Ошибка 95 (СИ) - Скуркис Юлия
Шрифт:
Интервал:
Закладка:
В студии, несмотря на ранний час, было полно зрителей. Ремо любил публику, она его вдохновляла. Ему даже захотелось что-нибудь спеть, подарить людям радость не только от созерцания его персоны. Для участия в программе он выбрал белый с серебристыми вставками костюм, идеально облегавший тело — такой же товар, как и голос. Но на фоне унылой серости его самый скромный наряд выглядел кричащим. Как только Ремо устроился в кресле рядом с другими участниками, ведущий заговорил:
— Наша передача приурочена к знаменательному событию в истории Терры-три: завершению демонтажа холодильных комплексов, где на протяжении ста двенадцати лет хранились тела тысяч землян, пораженных болезнью Топоса.

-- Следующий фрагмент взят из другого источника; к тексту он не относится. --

PR #88909, opened 2021-09-13
enable `PathBuf` usage in proc_macro bridge, `tracked::path`

drahnr:
Extracted from #87173 

Adds limited `PathBuf` support for convenience to the `proc_macro`-bridge code. Currently does _not_ handle invalid utf-t cases gracefully.

@rustbot assign @petrochenkov

### DIFF
--- a/compiler/rustc_expand/src/proc_macro_server.rs
+++ b/compiler/rustc_expand/src/proc_macro_server.rs
@@ -21,6 +21,7 @@ use rustc_span::{BytePos, FileName, MultiSpan, Pos, RealFileName, SourceFile, Sp
 use pm::bridge::{server, TokenTree};
 use pm::{Delimiter, Level, LineColumn, Spacing};
 use std::ops::Bound;
+use std::path;
 use std::{ascii, panic};
 
 trait FromInternal<T> {
@@ -406,7 +407,7 @@ impl server::FreeFunctions for Rustc<'_> {
     }
 
     fn track_path(&mut self, path: &str) {
-        self.sess.file_depinfo.borrow_mut().insert(Symbol::intern(path));
+        self.sess.file_depinfo.borrow_mut().insert(path::PathBuf::from(path));
     }
 }
 
--- a/src/test/run-make/track-path-dep-info/macro_def.rs
+++ b/src/test/run-make/track-path-dep-info/macro_def.rs
@@ -1,11 +1,21 @@
-#![feature(track_path)]
+#![feature(proc_macro_tracked_env,proc_macro_tracked_path)]
 #![crate_type = "proc-macro"]
 
 extern crate proc_macro;
 use proc_macro::*;
 
+use std::str;
+
 #[proc_macro]
 pub fn access_tracked_paths(_: TokenStream) -> TokenStream {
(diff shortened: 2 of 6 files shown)


compiler/rustc_expand/src/proc_macro_server.rs
```diff
@@ -406,7 +407,7 @@ impl server::FreeFunctions for Rustc<'_> {
     }
 
     fn track_path(&mut self, path: &str) {
-        self.sess.file_depinfo.borrow_mut().insert(Symbol::intern(path));
+        self.sess.file_depinfo.borrow_mut().insert(path::PathBuf::from(path));
```
petrochenkov, line 410:
```suggestion
        self.sess.file_depinfo.borrow_mut().insert(PathBuf::from(path));
```
Nit (here and in the other files as well): types are usually imported directly, without parent module.

src/test/run-make/track-path-dep-info/macro_def.rs
```diff
@@ -1,11 +1,21 @@
...
+use std::str;
+
 #[proc_macro]
 pub fn access_tracked_paths(_: TokenStream) -> TokenStream {
     tracked_path::path("emojis.txt");
+
+    // currently only valid utf-8 paths are supported
+    let invalid = [1_u8, 2,123, 254, 0, 0, 1, 1];
+    let invalid: &str = unsafe {
+        str::from_utf8_unchecked(&invalid[..])
```
petrochenkov, line 16: This is undefined behavior though.
I don't think UB is something that we should be testing.

petrochenkov:
What is the purpose of changing this internally, if the user-facing interface in `proc_macro/src/lib.rs` still only accepts strings?

drahnr:
Technically the limitation does not need to be there, since the internal representation of a `Pathbuf` is a `Vec<u8>`, this could hence be resolved getting access to that internal representation.

src/test/run-make/track-path-dep-info/macro_def.rs
bjorn3: In https://github.com/rust-lang/rust/pull/87173 it would be possible to safely construct a `PathBuf` that is not a valid UTF-8 path and then pass it to libproc_macro.

petrochenkov:
@drahnr 
I'm not sure what the previous commit was answering.
In https://github.com/rust-lang/rust/pull/88909#issuecomment-919072802 I meant that this PR doesn't make sense without including the `AsRef<Path>` part from https://github.com/rust-lang/rust/pull/87173.

(Also, https://github.com/rust-lang/rust/pull/88909#discussion_r708180513 wasn't addressed.)

JohnCSimon:
Ping from triage: 
Can you please address the build failures and the comments?
@drahnr

JohnCSimon:
Thanks, please adjust the label with `@rustbot ready` when you're ready for another review

camelid:
triage: @drahnr any updates?

JohnCSimon:
Ping from triage: 
@drahnr 
I'm closing this due to inactivity, Please to reopen when you are ready to continue with this. Thank you.

@rustbot label: +S-inactive

PR #88916, opened 2021-09-13
Mark `String::clone` as inline-able

### LINKED ISSUE #88905: String cloning is not optimized the same way as String construction
I don't know if it is really worth looking into, but I think I found some weird behavior in the rust compiler:
Let's consider the two following functions ([godbolt link](https://godbolt.org/z/T5M1a1e8a)):
```rust
pub fn nop(a: &String) {
    a.as_str().to_owned();
}

pub fn complex(a: &String) {
    a.to_owned();
}
```
They both allocate a String struct but do not use or return it. Rustc is able to optimize away the first one, but not the second one.
If we dig deeper, we can observe that the compiler is not able to optimize away the `to_owned` and `clone` method when called on a string. Let's look at the following functions ([godbolt link](https://godbolt.org/z/qM5vEx69x)):
```rust
pub fn a() {
    "ok".to_owned();
}

pub fn b() {
    "ok".to_owned().clone();
}

pub fn c() {
    "ok".to_owned().as_str().to_owned();
}

pub fn d() {
    "ok".to_owned().to_owned();
}

pub fn e() {
    String::from("ok");
}
```
The fonctions `a`, `c` and `e` are optimized away even on opt-level 2. Whereas the functions `b` and `d` are not and still produce calls to `alloc`, `dealloc`, `drop_in_place`, etc...

Looking at the stdlib code, [`<&str>::to_owned`](https://github.com/rust-lang/rust/blob/master/library/alloc/src/str.rs#L219) internally calls [`<&[u8]>::to_owned`](https://github.com/rust-lang/rust/blob/master/library/alloc/src/slice.rs#L833), which calls [`<&[u8]>::to_vec`](https://github.com/rust-lang/rust/blob/master/library/alloc/src/slice.rs#L466), which calls [`<&[u8]>::to_vec_in`](https://github.com/rust-lang/rust/blob/master/library/alloc/src/slice.rs#L489) which ends up calling [`hack::to_vec`](https://github.com/rust-lang/rust/blob/master/library/alloc/src/slice.rs#L185).

[`String::to_string`](https://github.com/rust-lang/rust/blob/master/library/alloc/src/string.rs#L2462) calls [`String::to_owned`](https://github.com/rust-lang/rust/blob/master/library/alloc/src/borrow.rs#L89) which calls [`String::clone`](https://github.com/rust-lang/rust/blob/master/library/alloc/src/string.rs#L1837) which calls [`Vec<u8>::clone`](https://github.com/rust-lang/rust/blob/master/library/alloc/src/vec/mod.rs#L2414) which calls  [`<&[u8]>::to_vec_in`](https://github.com/rust-lang/rust/blob/master/library/alloc/src/slice.rs#L489) with the only difference from the `<&str>::to_owned` path being that the possibly custom allocator of the `Vec` internal buffer is cloned and passed to `<&[u8]>::to_vec_in` in `Vec<u8>::clone`.

Is it possible that rustc is not able to correctly inline the allocator functions when the default allocator is not directly assumed ?

This was tested on `Rustc 1.55` and `Rustc 1.57.0-nightly (b69fe5726 2021-09-10)

notriddle:
It calls `Vec::clone` and performs a newtype-wrap around it, so it should be trivial enough that it doesn't cause major size regressions. It also fixes #88905

### DIFF
--- a/library/alloc/src/string.rs
+++ b/library/alloc/src/string.rs
@@ -1834,10 +1834,14 @@ impl fmt::Display for FromUtf16Error {
 #[cfg(not(no_global_oom_handling))]
 #[stable(feature = "rust1", since = "1.0.0")]
 impl Clone for String {
+    // Not marking it inline causes worse assembly to be generated.
+    // https://github.com/rust-lang/rust/issues/88905
+    #[inline]
     fn clone(&self) -> Self {
         String { vec: self.vec.clone() }
     }
 
+    #[inline]
     fn clone_from(&mut self, source: &Self) {
         self.vec.clone_from(&source.vec);
     }
--- a/src/test/codegen/issue-88905.rs
+++ b/src/test/codegen/issue-88905.rs
@@ -1,0 +1,13 @@
+//
+// min-llvm-version: 10.0.1
+// compile-flags: -C opt-level=3
+#![crate_type="lib"]
+
+#[no_mangle]
+pub fn alloc_test(a: &String) {
+    // CHECK-LABEL: @alloc_test
+    // CHECK-NEXT: start:
+    // CHECK-NEXT: ret void
+    let x = String::clone(a);
+    drop(x);
+}


camelid:
Hmm, seems like the results are quite mixed. It could be worth doing another perf run to see if the results are spurious, but I'll let T-libs decide.

the8472:
Note that LTO does inline this, it'll only benefit non-LTO builds.

dtolnay (commented):
I am not convinced that it is worth making this change. Is there a common idiom that leads to strings getting cloned and never used? If this is minimized from real world code then we can evaluate vs the costs of inline, but I am having trouble seeing how this would come up in a hot path in practice.

PR #88926, opened 2021-09-14
[BENCH] Revert "Fix non-capturing closure return type coercion"

workingjubilee:
Using to attempt to answer profiling questions raised in discussion in https://github.com/rust-lang/rust/pull/88857

r? @ghost


jackh726:
Closing since we don't want to land; was just for perf.

Thanks @workingjubilee

PR #88936, opened 2021-09-14
Suggest using `Arc` on `!Send`/`!Sync` types

estebank:


src/test/ui/associated-type-bounds/bad-bounds-on-assoc-in-trait.stderr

«Ах вот оно что, — подумал Ремо. — Наверняка Жюль говорил мне об этом».
— Полтора года назад, как вы помните, мы отпраздновали пробуждение последнего замороженного. Сегодня нам предстоит вспомнить главные вехи ушедшего столетия. Я предоставляю слово доктору экономических наук Эрику Торнтону.
Заговорил полноватый мужчина, по мнению Ремо, форменный зануда.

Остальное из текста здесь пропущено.